**ASSIGNMENT**
Reproduce, please, only the lines from the first line below to the line containing "- remove code, tests, and test support.", inclusive.
DATA IN THIS EXERCISE Block Start
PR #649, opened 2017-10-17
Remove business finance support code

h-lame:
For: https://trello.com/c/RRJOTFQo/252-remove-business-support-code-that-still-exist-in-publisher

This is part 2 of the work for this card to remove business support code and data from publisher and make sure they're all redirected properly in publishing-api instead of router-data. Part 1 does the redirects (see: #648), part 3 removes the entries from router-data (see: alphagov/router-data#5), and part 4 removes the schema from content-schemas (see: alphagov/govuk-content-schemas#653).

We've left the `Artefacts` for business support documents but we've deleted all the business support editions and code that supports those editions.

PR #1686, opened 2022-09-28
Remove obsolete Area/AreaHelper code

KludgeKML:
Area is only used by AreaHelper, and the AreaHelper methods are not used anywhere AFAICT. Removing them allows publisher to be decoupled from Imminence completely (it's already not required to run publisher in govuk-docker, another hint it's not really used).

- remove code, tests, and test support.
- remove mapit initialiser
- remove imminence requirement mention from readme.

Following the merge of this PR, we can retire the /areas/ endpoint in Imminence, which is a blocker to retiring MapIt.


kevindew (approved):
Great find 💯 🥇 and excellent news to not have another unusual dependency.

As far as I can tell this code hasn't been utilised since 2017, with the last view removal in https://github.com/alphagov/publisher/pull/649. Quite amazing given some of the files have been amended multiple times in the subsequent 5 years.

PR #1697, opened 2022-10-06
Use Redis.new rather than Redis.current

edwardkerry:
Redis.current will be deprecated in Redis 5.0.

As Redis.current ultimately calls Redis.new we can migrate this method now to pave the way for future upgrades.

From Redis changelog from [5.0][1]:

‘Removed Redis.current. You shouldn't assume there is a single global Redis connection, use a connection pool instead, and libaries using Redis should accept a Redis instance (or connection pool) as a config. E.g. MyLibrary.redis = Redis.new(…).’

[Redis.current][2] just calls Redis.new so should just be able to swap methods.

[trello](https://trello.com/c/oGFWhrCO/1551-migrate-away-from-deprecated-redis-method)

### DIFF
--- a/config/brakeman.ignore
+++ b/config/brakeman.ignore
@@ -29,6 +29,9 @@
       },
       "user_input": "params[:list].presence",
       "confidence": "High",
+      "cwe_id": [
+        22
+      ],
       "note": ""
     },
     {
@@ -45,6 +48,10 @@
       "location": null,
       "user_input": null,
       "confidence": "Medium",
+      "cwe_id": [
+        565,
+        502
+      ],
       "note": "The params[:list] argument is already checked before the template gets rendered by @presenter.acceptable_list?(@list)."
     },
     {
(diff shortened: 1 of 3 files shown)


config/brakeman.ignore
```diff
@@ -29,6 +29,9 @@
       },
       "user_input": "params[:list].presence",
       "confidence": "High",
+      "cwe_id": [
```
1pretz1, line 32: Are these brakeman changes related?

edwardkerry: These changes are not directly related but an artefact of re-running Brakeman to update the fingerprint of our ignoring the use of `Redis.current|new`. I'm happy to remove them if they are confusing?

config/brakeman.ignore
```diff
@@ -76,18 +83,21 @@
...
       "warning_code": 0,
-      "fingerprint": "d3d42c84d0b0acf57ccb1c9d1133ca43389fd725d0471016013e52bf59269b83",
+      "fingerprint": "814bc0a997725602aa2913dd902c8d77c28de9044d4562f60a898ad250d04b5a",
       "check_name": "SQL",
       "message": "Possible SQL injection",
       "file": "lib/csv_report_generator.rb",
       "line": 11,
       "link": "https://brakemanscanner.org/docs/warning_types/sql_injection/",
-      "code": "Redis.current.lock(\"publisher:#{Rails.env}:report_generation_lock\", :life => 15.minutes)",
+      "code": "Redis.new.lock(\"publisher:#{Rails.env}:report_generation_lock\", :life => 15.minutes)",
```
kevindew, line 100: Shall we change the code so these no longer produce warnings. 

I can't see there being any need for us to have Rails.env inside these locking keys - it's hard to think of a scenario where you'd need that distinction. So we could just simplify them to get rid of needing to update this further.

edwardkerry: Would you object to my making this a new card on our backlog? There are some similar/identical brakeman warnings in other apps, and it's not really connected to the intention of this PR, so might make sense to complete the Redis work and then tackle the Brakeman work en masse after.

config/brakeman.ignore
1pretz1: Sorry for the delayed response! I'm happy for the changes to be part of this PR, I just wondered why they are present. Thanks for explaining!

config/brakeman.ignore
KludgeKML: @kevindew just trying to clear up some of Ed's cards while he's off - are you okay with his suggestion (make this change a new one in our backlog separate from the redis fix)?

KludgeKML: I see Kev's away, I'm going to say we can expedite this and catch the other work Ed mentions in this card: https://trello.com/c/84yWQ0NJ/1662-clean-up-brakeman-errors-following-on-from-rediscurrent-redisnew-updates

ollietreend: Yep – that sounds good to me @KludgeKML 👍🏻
DATA IN THIS EXERCISE Block End
**ANSWER BOX**
PR #649, opened 2017-10-17
Remove business finance support code

h-lame:
For: https://trello.com/c/RRJOTFQo/252-remove-business-support-code-that-still-exist-in-publisher

This is part 2 of the work for this card to remove business support code and data from publisher and make sure they're all redirected properly in publishing-api instead of router-data. Part 1 does the redirects (see: #648), part 3 removes the entries from router-data (see: alphagov/router-data#5), and part 4 removes the schema from content-schemas (see: alphagov/govuk-content-schemas#653).

We've left the `Artefacts` for business support documents but we've deleted all the business support editions and code that supports those editions.

PR #1686, opened 2022-09-28
Remove obsolete Area/AreaHelper code

KludgeKML:
Area is only used by AreaHelper, and the AreaHelper methods are not used anywhere AFAICT. Removing them allows publisher to be decoupled from Imminence completely (it's already not required to run publisher in govuk-docker, another hint it's not really used).

- remove code, tests, and test support.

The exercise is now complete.